Easy way with GNU/Linux / Unix

As the syntax for debugging Scilab with libtool is not obvious, two options have been added for running a debug session in either gdb or KDbg.

gdb

$ $SCI/bin/scilab -debug

Will run Scilab in debug mode under gdb.

To launch Scilab itself with options, in gdb, run :

(gdb) run  -ns  -nwni -f modules/functions/scripts/buildmacros/buildmacros.sce

KDbg

$ $SCI/bin/scilab -debug-kdbg

Will run Scilab in debug mode under KDbg, a front-end for gdb.

To launch Scilab itself with options and/or set up environment variables, choose Execution|Arguments and specify your options in the Program Arguments dialog before you run the program using Execution|Run.

More information: KDbg User's Manual (English)

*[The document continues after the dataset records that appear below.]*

PR #635, opened 2025-10-02
docs: replace TLauncher with Prism Launcher

### LINKED ISSUE #572: Mention of TLauncher in https://github.com/kolbytn/mindcraft/blob/main/minecollab.md#installation
I would recommend the project and all involved against mentioning and using TLauncher as it has been reported by many users as spyware 

https://www.reddit.com/r/PiratedGames/comments/xo5rf2/about_tlauncher_spywaremalware_sorry_for_made/
https://www.reddit.com/r/PiratedGames/comments/zmzzrt/the_truth_about_tlauncher_and_the_spyware/

It MAY NOT be an actual spyware, but there are better alternatives. For example, this guys made an open-source MultiMC alternative: https://github.com/UltimMC/Launcher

Hard way with GNU/Linux / Unix

As Scilab is using libtool, in the development environment, instead of creating a binary into the source root directory (actually the binary is store here : .libs/lt-scilab-bin), it creates a script which will setup the LD_LIBRARY_PATH for each library. Consequently, ddd/gdb/kdbg will not work (they expect a binary, not a script). Fortunately, libtool provides a mechanism for this :

$ ./libtool --mode=execute gdb scilab-bin

gdb will now work as expected ! Of course, you can change gdb for any more user-friendly program. Actually, KDbg is started this way.

For example :

~/dev/scilab5$  ./libtool --mode=execute gdb scilab-bin
GNU gdb 6.5-debian
Copyright (C) 2006 Free Software Foundation, Inc.
GDB is free software, covered by the GNU General Public License, and you are
welcome to change it and/or distribute copies of it under certain conditions.
Type "show copying" to see the conditions.
There is absolutely no warranty for GDB.  Type "show warranty" for details.
This GDB was configured as "i486-linux-gnu"...Using host libthread_db library "/lib/tls/libthread_db.so.1".
(gdb) run  -ns  -nwni -f modules/functions/scripts/buildmacros/buildmacros.sce
Starting program: /home/sylvestre/dev/scilab5/.libs/lt-scilab-bin -ns  -nwni -f modules/functions/scripts/buildmacros/buildmacros.sce

With scilab 5, because it uses java and because java doesn't seems to support well gdb, you must use a work around to perform a debugging of a scilab script:

First launch scilab without the -debug flag. This steps will allow scilab to launch java and other things without problems. Once scilab is launched, you have to "catch" scilab using gdb:

gdb --pid=`pidof scilab-bin`
or
./libtool --mode=execute gdb -p `pidof scilab-bin`

Now scilab is frozen and gdb waits for a new command to be entered. Inside gdb, just type:

continue

To allow scilab to continue its normal behavior

Debugging Scilab through a core dump

In some special condition, it is interesting of not launching Scilab into the debugger (for example, Slave instances in MPI or PVM). Then, using the core dump to see the state of the memory before the crash will be an good solution.

To generate a core dump :

$ ulimit -c 654646466

Launch Scilab and get the crash

The command will be :

$ ./libtool --mode=execute gdb ./scilab-bin core.xxx

gdb will load all the env before the crash.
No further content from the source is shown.